Ha infine raccontato loro come mai sono un simbolo pasquale e, sempre mostrando esempi visivi, perchè si usa decorarli per questa festa. 

L'osservazione attenta, sensibile, scientifica, ha portato ad alcune sperimentazioni.

Che forma ha l'uovo? Possiamo ritagliarla? 
Abbiamo visto che le uova sono di dimensioni e colori diversi: da carte colorate o recuperate da vecchie sperimentazioni, i bambini hanno ritagliato la forma dell'uovo. Avete presente che esercizio di concentrazione, di manualità e di coordinazione mano-occhio è questo? Sapete quanto è difficile ritagliare una forma ovale? Voi siete capaci?





Possiamo disegnare un uovo sperimentando segni diversi e con strumenti diversi?




Possiamo decorare un uovo di Pasqua con la sperimentazione del segno?









Tutte le opere che vedete sono state fatte dal gruppo di bambini di 5 anni, condotti dalla loro maestra Magdalena Lato, e raccolte in un catalogo di uova pasquali.
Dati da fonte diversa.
Issue #4966, opened 2020-06-08
Save all configuration settings locally


lassoan:
Currently, Slicer code and settings are installed in 2 locations:
- Slicer core and additionally installed Python packages in: c:\Users\andra\AppData\Local\NA-MIC
- Slicer*.ini files and extensions in c:\Users\(username)\AppData\Roaming\NA-MIC\

It would be better if all these would be saved in a single location (in the Slicer core installation folder):
- it would make Slicer fully portable: could run from a USB stick, or Slicer could be used as a pre-configured viewer on a DICOM CD
- in shared installation environments, all users would work with the same preconfigured settings and set of extensions and Python packages

jcfr:
Makes sense.

Ideally, functions [slicerUserSettingsFilePath](https://github.com/Slicer/Slicer/blob/276c72e150f62d719f75d1606a47f959557454b2/Base/QTCore/qSlicerCoreApplication.cxx#L1224-L1228) and [slicerRevisionUserSettingsFilePath](https://github.com/Slicer/Slicer/blob/276c72e150f62d719f75d1606a47f959557454b2/Base/QTCore/qSlicerCoreApplication.cxx#L1230-L1252) should return path based on build settings [Slicer_CPACK_NSIS_INSTALL_REQUIRES_ADMIN_ACCOUNT](https://github.com/Slicer/Slicer/blob/47deb76d7556e40de4e25e585c4b24a63a153da5/CMake/SlicerApplicationOptions.cmake#L123-L146)

lassoan:
> Ideally, functions [slicerUserSettingsFilePath](https://github.com/Slicer/Slicer/blob/276c72e150f62d719f75d1606a47f959557454b2/Base/QTCore/qSlicerCoreApplication.cxx#L1224-L1228) and [slicerRevisionUserSettingsFilePath](https://github.com/Slicer/Slicer/blob/276c72e150f62d719f75d1606a47f959557454b2/Base/QTCore/qSlicerCoreApplication.cxx#L1230-L1252) should return path based on build settings [Slicer_CPACK_NSIS_INSTALL_REQUIRES_ADMIN_ACCOUNT](https://github.com/Slicer/Slicer/blob/47deb76d7556e40de4e25e585c4b24a63a153da5/CMake/SlicerApplicationOptions.cmake#L123-L146)

Since Python packages are installed within the Slicer home folder, it is no longer an option to install Slicer into a protected folder (writeable only by admins).

[...]

Issue #4722, opened 2020-03-13
Use relative paths for files copied into the DICOM database


slicerbot:
_This issue was created automatically from an original [Mantis Issue](https://mantisarchive.slicer.org/view.php?id=4722). Further discussion may take place here._

PR #5029, opened 2020-07-05
ENH: Make Slicer application fully portable

lassoan:
Slicer install tree was portable but not fully self-contained, as settings and extensions were stored in the user profile folder.

Added a new option Slicer_STORE_SETTINGS_IN_HOME_DIR (enabled by default) that makes Slicer store all settings and extensions in the application home folder, within (organizationName) subfolder (as QSettings default constructor saves settings file into (organizationName) subfolder by default), making the application fully portable.

To still allow having settings that are common to all installed application versions for a user (e.g., DICOM database folder, confirmation popup suppressions, ...), the common non-revision-specific is still stored in the user profile directory by default. However, if the user places an (applicationName).ini file in the application home folder/(organizationName) then that file is used instead.

By default, (applicationName)=Slicer and (organizationName)=NA-MIC and therefore the .ini files are: (applicationHome)/NA-MIC/Slicer.ini and (applicationHome)/NA-MIC/Slicer-(revision).ini; and extensions are stored in (applicationHome)/NA-MIC/Extensions-(revision).

re #4966

Prerequisites to merge:
- [x] Merge https://github.com/commontk/AppLauncher/pull/114
- [x] Update AppLauncher
- [x] Update AppLauncher hash in Slicer

### DIFF
--- a/Base/Python/slicer/slicerqt.py
+++ b/Base/Python/slicer/slicerqt.py
@@ -101,13 +101,18 @@ def initLogging(logger):
 initLogging(logging.getLogger())
 
 def getSlicerRCFileName():
-  """Return slicer resource script file name '~/.slicerrc.py'"""
+  """Return application startup file (Slicer resource script) file name.
+  If a .slicerrc.py file is found in slicer.app.slicerHome folder then that will be used.
+  If that is not found then the path defined in SLICERRC environment variable will be used.
+  If that environment variable is not specified then .slicerrc.py in the user's home folder
+  will be used ('~/.slicerrc.py')."""
   import os
-  if 'SLICERRC' in os.environ:
-    rcfile = os.environ['SLICERRC']
-  else:
-    import os.path
-    rcfile = os.path.expanduser( '~/.slicerrc.py' )
+  rcfile = os.path.join(slicer.app.slicerHome,".slicerrc.py")
+  if not os.path.exists(rcfile):
+    if 'SLICERRC' in os.environ:
+      rcfile = os.environ['SLICERRC']
+    else:
+      rcfile = os.path.expanduser( '~/.slicerrc.py' )
   rcfile = rcfile.replace('\\','/') # make slashed consistent on Windows
   return rcfile
 
--- a/Base/QTApp/qSlicerMainWindow.cxx
+++ b/Base/QTApp/qSlicerMainWindow.cxx
@@ -639,7 +639,9 @@ QList<qSlicerIO::IOProperties> qSlicerMainWindowPrivate::readRecentlyLoadedFiles
     {
     settings.setArrayIndex(i);
     QVariant file = settings.value("file");
-    fileProperties << file.toMap();
+    qSlicerIO::IOProperties properties = file.toMap();
+    properties["fileName"] = qSlicerApplication::application()->toSlicerHomeAbsolutePath(properties["fileName"].toString());
+    fileProperties << properties;
     }
   settings.endArray();
 
@@ -654,7 +656,9 @@ void qSlicerMainWindowPrivate::writeRecentlyLoadedFiles(const QList<qSlicerIO::I
   for (int i = 0; i < fileProperties.size(); ++i)
     {
     settings.setArrayIndex(i);
-    settings.setValue("file", fileProperties.at(i));
+    qSlicerIO::IOProperties properties = fileProperties.at(i);
+    properties["fileName"] = qSlicerApplication::application()->toSlicerHomeRelativePath(properties["fileName"].toString());
+    settings.setValue("file", properties);
     }
   settings.endArray();
 }
--- a/Base/QTCore/qSlicerCoreApplication.cxx
+++ b/Base/QTCore/qSlicerCoreApplication.cxx
@@ -46,6 +46,7 @@
 //  - Slicer_ORGANIZATION_DOMAIN
 //  - Slicer_ORGANIZATION_NAME
 //  - SLICER_REVISION_SPECIFIC_USER_SETTINGS_FILEBASENAME
+//  - Slicer_STORE_SETTINGS_IN_APPLICATION_HOME_DIR
 #include "vtkSlicerConfigure.h"
 
 #ifdef Slicer_USE_PYTHONQT
@@ -91,6 +92,9 @@
 # include <vtkMRMLCommandLineModuleNode.h>
 #endif
 #include <vtkMRMLScene.h>
+
+// CTK includes
+#include <ctkUtils.h>
 
 // CTKLauncherLib includes
 #include <ctkAppLauncherEnvironment.h>
@@ -472,6 +476,18 @@ QSettings* qSlicerCoreApplicationPrivate::instantiateSettings(bool useTmp)
     {
     q->setApplicationName(q->applicationName() + "-tmp");
     }
+#ifdef Slicer_STORE_SETTINGS_IN_APPLICATION_HOME_DIR
+  // If a Slicer.ini file is available in the home directory then use that,
+  // otherwise use the default one in the user profile folder.
+  // Qt appends organizationName to the directory set in QSettings::setPath, therefore we must include it in the folder name
+  // (otherwise QSettings() would return a different setting than app->userSettings()).
+  QString iniFileName = QDir(this->SlicerHome).filePath(QString("%1/%2.ini").arg(q->organizationName()).arg(q->applicationName()));
+  if (QFile(iniFileName).exists())
+    {
+    // Use settings file in the home folder
+    QSettings::setPath(QSettings::IniFormat, QSettings::UserScope, this->SlicerHome);
+    }
+#endif
   QSettings* settings = this->newSettings();
   if (useTmp && !q->coreCommandOptions()->keepTemporarySettings())
     {
@@ -1133,8 +1149,8 @@ QString qSlicerCoreApplication::defaultScenePath() const
 {
   QSettings* appSettings = this->userSettings();
   Q_ASSERT(appSettings);
-  QString defaultScenePath = appSettings->value(
-        "DefaultScenePath", QStandardPaths::writableLocation(QStandardPaths::DocumentsLocation)).toString();
+  QString defaultScenePath = this->toSlicerHomeAbsolutePath(appSettings->value(
+        "DefaultScenePath", QStandardPaths::writableLocation(QStandardPaths::DocumentsLocation)).toString());
 
   return defaultScenePath;
 }
@@ -1148,7 +1164,7 @@ void qSlicerCoreApplication::setDefaultScenePath(const QString& path)
     }
   QSettings* appSettings = this->userSettings();
   Q_ASSERT(appSettings);
-  appSettings->setValue("DefaultScenePath", path);
+  appSettings->setValue("DefaultScenePath", this->toSlicerHomeRelativePath(path));
 }
 
 //-----------------------------------------------------------------------------
@@ -1189,7 +1205,8 @@ QString qSlicerCoreApplication::temporaryPath() const
   Q_D(const qSlicerCoreApplication);
   QSettings* appSettings = this->userSettings();
   Q_ASSERT(appSettings);
-  QString temporaryPath = appSettings->value("TemporaryPath", this->defaultTemporaryPath()).toString();
+  QString temporaryPath = qSlicerCoreApplication::application()->toSlicerHomeAbsolutePath(
+    appSettings->value("TemporaryPath", this->defaultTemporaryPath()).toString());
   d->createDirectory(temporaryPath, "temporary"); // Make sure the path exists
   return temporaryPath;
 }
@@ -1251,8 +1268,16 @@ QString qSlicerCoreApplication::slicerUserSettingsFilePath()const
 //-----------------------------------------------------------------------------
 QString qSlicerCoreApplication::slicerRevisionUserSettingsFilePath()const
 {
+#ifdef Slicer_STORE_SETTINGS_IN_APPLICATION_HOME_DIR
+  this->userSettings(); // ensure applicationName is initialized
+  QString filePath = QString("%1/%2").arg(this->slicerHome()).arg(this->organizationName());
+  QString prefix = this->applicationName();
+#else
   QFileInfo fileInfo = QFileInfo(this->userSettings()->fileName());
+  QString filePath = fileInfo.path();
   QString prefix = fileInfo.completeBaseName();
+#endif
+
   QString suffix = "-" + this->revision();
   bool useTmp = this->coreCommandOptions()->settingsDisabled();
   if (useTmp)
@@ -1261,7 +1286,7 @@ QString qSlicerCoreApplication::slicerRevisionUserSettingsFilePath()const
     useTmp = true;
     }
   QString fileName =
-      QDir(fileInfo.path()).filePath(QString("%1%2%3.ini")
+      QDir(filePath).filePath(QString("%1%2%3.ini")
                                      .arg(prefix)
                                      .arg(SLICER_REVISION_SPECIFIC_USER_SETTINGS_FILEBASENAME)
                                      .arg(suffix));
@@ -1277,19 +1302,16 @@ void qSlicerCoreApplication::setTemporaryPath(const QString& path)
 {
   QSettings* appSettings = this->userSettings();
   Q_ASSERT(appSettings);
-  appSettings->setValue("TemporaryPath", path);
+  appSettings->setValue("TemporaryPath", this->toSlicerHomeRelativePath(path));
   this->applicationLogic()->SetTemporaryPath(path.toUtf8());
 }
 
 //-----------------------------------------------------------------------------
 QString qSlicerCoreApplication::defaultExtensionsInstallPath() const
 {
-  QSettings* appSettings = this->userSettings();
-  Q_ASSERT(appSettings);
 #ifdef Slicer_BUILD_EXTENSIONMANAGER_SUPPORT
-  return QFileInfo(appSettings->fileName()).dir().filePath(Slicer_EXTENSIONS_DIRNAME);
+  return QFileInfo(this->slicerRevisionUserSettingsFilePath()).dir().filePath(Slicer_EXTENSIONS_DIRNAME);
 #else
-  Q_UNUSED(appSettings);
   return QString();
 #endif
 }
@@ -1298,7 +1320,8 @@ QString qSlicerCoreApplication::defaultExtensionsInstallPath() const
 QString qSlicerCoreApplication::extensionsInstallPath() const
 {
   QSettings settings(this->slicerRevisionUserSettingsFilePath(), QSettings::IniFormat);
-  return settings.value("Extensions/InstallPath", this->defaultExtensionsInstallPath()).toString();
+  return qSlicerCoreApplication::application()->toSlicerHomeAbsolutePath(
+    settings.value("Extensions/InstallPath", this->defaultExtensionsInstallPath()).toString());
 }
 
 //-----------------------------------------------------------------------------
@@ -1308,7 +1331,8 @@ void qSlicerCoreApplication::setExtensionsInstallPath(const QString& path)
     {
     return;
     }
-  this->revisionUserSettings()->setValue("Extensions/InstallPath", path);
+  this->revisionUserSettings()->setValue("Extensions/InstallPath",
+    qSlicerCoreApplication::application()->toSlicerHomeRelativePath(path));
 #ifdef Slicer_BUILD_EXTENSIONMANAGER_SUPPORT
   Q_ASSERT(this->extensionsManagerModel());
   this->extensionsManagerModel()->updateModel();
@@ -1892,4 +1916,43 @@ void qSlicerCoreApplication::showConsoleMessage(QString message, bool error/*=tr
   {
     std::cout << message.toLocal8Bit().constData() << std::endl;
   }
+}
+
+// --------------------------------------------------------------------------
+QString qSlicerCoreApplication::toSlicerHomeAbsolutePath(const QString& path) const
+{
+  Q_D(const qSlicerCoreApplication);
+  return ctk::absolutePathFromInternal(path, d->SlicerHome);
+}
+
+// --------------------------------------------------------------------------
+QString qSlicerCoreApplication::toSlicerHomeRelativePath(const QString& path) const
+{
+  Q_D(const qSlicerCoreApplication);
+  return ctk::internalPathFromAbsolute(path, d->SlicerHome);
+}
+
+// --------------------------------------------------------------------------
+QStringList qSlicerCoreApplication::toSlicerHomeAbsolutePaths(const QStringList& paths) const
+{
+  Q_D(const qSlicerCoreApplication);
+  QStringList absolutePaths;
+  foreach(QString path, paths)
+    {
+    absolutePaths << this->toSlicerHomeAbsolutePath(path);
+    }
+  return absolutePaths;
+}
+
+
+// --------------------------------------------------------------------------
+QStringList qSlicerCoreApplication::toSlicerHomeRelativePaths(const QStringList& paths) const
+{
+  Q_D(const qSlicerCoreApplication);
+  QStringList relativePaths;
+  foreach(QString path, paths)
+    {
+    relativePaths << this->toSlicerHomeRelativePath(path);
+    }
+  return relativePaths;
 }
--- a/Base/QTCore/qSlicerCoreApplication.h
+++ b/Base/QTCore/qSlicerCoreApplication.h
@@ -471,6 +471,22 @@ public:
   /// If error is true then the message is printed on stderr, otherwise on stdout.
   Q_INVOKABLE void showConsoleMessage(QString message, bool error=true) const;
 
+  /// Converts relative path to absolute path using slicerHome directory.
+  /// Returns absolute path unchanged.
+  Q_INVOKABLE QString toSlicerHomeAbsolutePath(const QString& path) const;
+
+  /// Converts paths within slicerHome directory to relative paths.
+  /// Leaves other paths unchanged.
+  Q_INVOKABLE QString toSlicerHomeRelativePath(const QString& path) const;
+
+  /// Converts relative path to absolute path using slicerHome directory.
+  /// Returns absolute path unchanged.
+  Q_INVOKABLE QStringList toSlicerHomeAbsolutePaths(const QStringList& path) const;
+
+  /// Converts paths within slicerHome directory to relative paths.
+  /// Leaves other paths unchanged.
+  Q_INVOKABLE QStringList toSlicerHomeRelativePaths(const QStringList& path) const;
+
 public slots:
 
   /// Restart the application with the arguments passed at startup time
--- a/Base/QTCore/qSlicerExtensionsManagerModel.cxx
+++ b/Base/QTCore/qSlicerExtensionsManagerModel.cxx
@@ -43,6 +43,7 @@
 #include <qRestResult.h>
 
 // QtCore includes
+#include "qSlicerCoreApplication.h"
 #include "qSlicerExtensionsManagerModel.h"
 #include "vtkSlicerConfigure.h"
 #include "vtkSlicerVersionConfigure.h"
@@ -492,9 +493,9 @@ void qSlicerExtensionsManagerModelPrivate::addExtensionPathToApplicationSettings
 {
   Q_Q(qSlicerExtensionsManagerModel);
   QSettings settings(q->extensionsSettingsFilePath(), QSettings::IniFormat);
-  QStringList additionalPaths = settings.value("Modules/AdditionalPaths").toStringList();
+  QStringList additionalPaths = qSlicerCoreApplication::application()->toSlicerHomeAbsolutePaths(settings.value("Modules/AdditionalPaths").toStringList());
   settings.setValue("Modules/AdditionalPaths",
-                    appendToPathList(additionalPaths, q->extensionModulePaths(extensionName)));
+    qSlicerCoreApplication::application()->toSlicerHomeRelativePaths(appendToPathList(additionalPaths, q->extensionModulePaths(extensionName))));
 }
 
 // --------------------------------------------------------------------------
@@ -502,9 +503,9 @@ void qSlicerExtensionsManagerModelPrivate::removeExtensionPathFromApplicationSet
 {
   Q_Q(qSlicerExtensionsManagerModel);
   QSettings settings(q->extensionsSettingsFilePath(), QSettings::IniFormat);
-  QStringList additionalPaths = settings.value("Modules/AdditionalPaths").toStringList();
+  QStringList additionalPaths = qSlicerCoreApplication::application()->toSlicerHomeAbsolutePaths(settings.value("Modules/AdditionalPaths").toStringList());
   settings.setValue("Modules/AdditionalPaths",
-                    removeFromPathList(additionalPaths, q->extensionModulePaths(extensionName)));
+    qSlicerCoreApplication::application()->toSlicerHomeRelativePaths(removeFromPathList(additionalPaths, q->extensionModulePaths(extensionName))));
 }
 
 // --------------------------------------------------------------------------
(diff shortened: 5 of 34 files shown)


lassoan:
This would allow using Slicer as a viewer on a DICOM DVD/USB stick, the only thing would need to be fixed for this is to make DICOM database store relative paths for images that are copied into the database (currently all images and thumbnails are stored with absolute paths).

lassoan:
Unfortunately, there are a number of absolute paths in the .ini files that would cause problems (see below). So, this is not a full solution yet. @jcfr what do you think, should we use <APPLAUNCHER_DIR> placeholder in the .ini files, too?

---
Slicer.ini:
- DatabaseDirectory_0.6.3=C:/Users/andra/OneDrive/Documents/SlicerDICOMDatabase_2
- DefaultScenePath=C:/Users/andra/OneDrive/Documents
- TemporaryDirectory=C:/Users/andra/AppData/Local/Temp/Slicer
- Path=C:/Users/andra/AppData/Local/Temp/Slicer/RemoteIO

Slicer-NNN.ini:

- [LogFiles]
- AdditionalPaths=C:/D/S4D/Slicer-build/NA-MIC/Extensions-29209/BreastImplantAnalyzer/lib/Slicer-4.11/qt-scripted-modules
- InstallPath=C:/D/S4D/Slicer-build/NA-MIC/Extensions-29209
- [LibraryPaths]
- [PYTHONPATH]

cpinter:
I think the variable name `Slicer_STORE_SETTINGS_IN_HOME_DIR` is misleading. Most people think of the user's folder when they hear "home dir". It would be better to call it `Slicer_STORE_SETTINGS_IN_APPLICATION_HOME_DIR` or `Slicer_STORE_SETTINGS_IN_APP_HOME_DIR` or just `Slicer_STORE_SETTINGS_IN_APP_DIR`.

pieper:
I'd very much like to see the application be relocatable.  Running Slicer off a CD was the original motivation for having the launcher in the first place (so we could hand out CD at RSNA in like 2002 or something).

I agree with @cpinter and prefer `Slicer_STORE_SETTINGS_IN_APP_DIR` for clarity.

Making everything relative to the app path makes sense to me.  It'll also help sandbox the app for security.

lassoan:
What to do with `.slicerrc.py` file? These are the candidate locations for the file:
- application home directory
- location specified in SLICERRC environment variable
- ~/.slicerrc.py

Should we add any more locations (e.g., specify file in Slicer.ini or Slicer-NNN.ini)?
Would the search order above work (application home directory would have the highest priority)?

pieper:
I think it would be fine to look in the application directory for a .slicerrc.py and in the user's home directory.  I also like the idea of a .slicerrc-NNN.py in case you wanted to do something specific to the version.

If we did put it in the .ini file we could also include a application settings panel entry that allows you to browse to set the location and edit it with a simple text editor (and include a link to the readthedocs with information about what you can put there).  I still feel like .slicerrc.py should be used with care, since it could be error prone, but we may as well make it fairly easy to use.

jcfr:
>  @jcfr what do you think, should we use `<APPLAUNCHER_DIR>` placeholder in the .ini files, too?

Instead, we should probably use `<APPLAUNCHER_SETTINGS_DIR>`  (see [here](https://github.com/commontk/AppLauncher/blob/ef9cd0ad6e0866c0e7a94b44b5ca13528452a7be/Base/ctkAppLauncherSettings.h#L67) for description) for settings value that are common to both the launcher and slicer through the use of the AppLauncherLib (`LibraryPaths`, `PYTHONPATH`).

For regular settings only relevant to Slicer (e.g `LogFiles`, `InstallPath`,  ..,) we should introduce an other special placehoder variable called `<SLICER_SETTINGS_DIR>`. 

We would also need to provide an interface for reading/writing settings and ensure the placeholder is properly handled. This means directly using `QSettings()` method would not work out of the box.

Base/Python/slicer/slicerqt.py
```diff
@@ -101,13 +101,18 @@ def initLogging(logger):
...
+  If that is not found then the path defined in SLICERRC environment variable will be used.
+  If that environment variable is not specified then .slicerrc.py in the user's home folder
+  will be used ('~/.slicerrc.py')."""
   import os
-  if 'SLICERRC' in os.environ:
-    rcfile = os.environ['SLICERRC']
-  else:
-    import os.path
-    rcfile = os.path.expanduser( '~/.slicerrc.py' )
+  rcfile = os.path.join(slicer.app.slicerHome,".slicerrc.py")
```
jcfr, line 110: `os.path.join(slicer.app.slicerHome,".slicerrc.py")` -> `os.path.join(slicer.app.slicerHome, '.slicerrc.py')`

Base/Python/slicer/slicerqt.py
```diff
@@ -101,13 +101,18 @@ def initLogging(logger):
...
+  if not os.path.exists(rcfile):
+    if 'SLICERRC' in os.environ:
+      rcfile = os.environ['SLICERRC']
+    else:
+      rcfile = os.path.expanduser( '~/.slicerrc.py' )
```
jcfr, line 115: `rcfile = os.path.expanduser('~/.slicerrc.py')`

lassoan:
Thanks for the feedback. The implementation is now complete.

All paths that refer to to files and folders within the SlicerHome folder are now stored with relative path in settings. Extensions and Slicer-NNN.ini are stored within SlicerHome folder, therefore they are relocatable.

Base/QTCore/qSlicerCoreApplication.cxx
```diff
@@ -1872,3 +1896,85 @@ void qSlicerCoreApplication::showConsoleMessage(QString message, bool error/*=tr
...
+// --------------------------------------------------------------------------
+QString qSlicerCoreApplication::toSlicerHomeAbsolutePath(const QString& path) const
+{
+  Q_D(const qSlicerCoreApplication);
+  if (path.isEmpty())
+    {
+    return path;
+    }
+  QFileInfo fileInfo(path);
+  if (fileInfo.isRelative())
```
jcfr, line 1909: That is clever, that way there is no need for any special placeholder and it is always relative to Slicer home :+1:

Base/QTCore/qSlicerRelativePathMapper.cxx
```diff
@@ -0,0 +1,164 @@
+/*=========================================================================
+
+  Library:   CTK
```
jcfr, line 3: Update License

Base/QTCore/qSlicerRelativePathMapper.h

Ancora una volta la mia chiusa sarà sull'osservazione di quanta diversità, ricchezza, possibilità, c'è in queste opere. 
Pensate a quante cose hanno scoperto i bambini attraverso gli esempi visivi, il racconto, le riflessioni critiche circa quante uova esistono, e di quale forma, dimensione, colore.  
Pensate quanto la loro immaginazione si è messa in moto, quanto le loro conoscenze si sono ampliate.
E questo è uno dei punti base del Metodo Bruno Munari®: offrire ai bambini la competenza, sia essa teorica oppure pratica.
Perchè la creatività non è fare un bel disegno ma è scoprire, sperimentare, progettare. 
E' dall'osservazione attenta e sensibile, e dalla conoscenza, che si sviluppa la fantasia e si trasforma in creatività. 




giovedì 3 marzo 2016

Sul desiderio di disegnare: il Laboratorio della Forma


"...Quando chiedi ad una classe delle elementari in quanti disegnano, tutti alzano la mano.
Quando lo chiedi ad una classe delle medie, solo qualcuno alza la mano.
Quando lo chiedi ad un gruppo di adulti sei fortunato se uno solo alza la mano.
Quando mi chiedono quando ho iniziato a disegnare sempre rispondo: tu quando hai smesso di farlo?".
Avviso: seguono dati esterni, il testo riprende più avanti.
PR #5452, opened 2021-02-11
BUG: Fix vtkMRMLVolumeRenderingDisplayableManagerTest1

Sunderlandkyl:
Volume rending logic switched from directly instantiating an ROI node to using AddNewNodeByClass.
Fixed test by registering the ROI nodes to the test scene.


lassoan (approved):
Looks good, thank you!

Queste sono le parole di Puño, illustratore, artista, esteta ed amico, in una conferenza sull'illustrazione e la creatività per MAD 2011, Madrid. 
Nella conferenza, che vi consiglio vivamente di vedere perché è davvero strabiliante (la trovate qui), lui dà una serie di validissime motivazioni sull'estinguersi della creatività in relazione alla crescita e al diventare esigenti verso la propria creatività.
Osservando i bambini e le attività che vengono loro proposte, ho notato quanto questa benedetta creatività venga da subito compromessa e indebolita, anziché realmente sostenuta. 

In questo post vi avevo raccontato quanto la creatività sia un tutto, quanto l'Arte non sia sinonimo di creatività ma solo un mezzo per sostenerla. L'Arte è un mezzo di espressione e di comunicazione archetipico, atavico, profondamente naturale - soprattutto all'inizio della nostra vita- per ognuno di noi. 
Una delle vie principali attraverso cui questo mezzo sboccia è il disegno. 
All'inizio il disegno è generato da gesti casuali: è lì che, quasi per caso, il bambino scopre che uno strumento lascia il segno. La chiamano fase degli scarabocchi, più avanti diventa disegno: lo diventa per noi che cominciamo a capirci qualcosa, lo diventa per il bambino che acquista consapevolezza e arricchisce i suoi segni con la sua esperienza del mondo. Compaiono  bambini, Omini Testoni, mamme papà nonni, case, alberi, il pallone, streghe e pirati e tutto quello che il bambino ha nel suo immaginario fantastico. 
E poi? 
Quando il bambino sa disegnare? Cosa gli viene proposto? 
Quanto abbandono c'è nella libertà del suo foglio bianco?
E un bambino che crede di non saper disegnare, che magari ha scoperto che non gli piace tanto, quanta paura può prendere davanti a tale abbandono? Quanto può sentirsi scoraggiato?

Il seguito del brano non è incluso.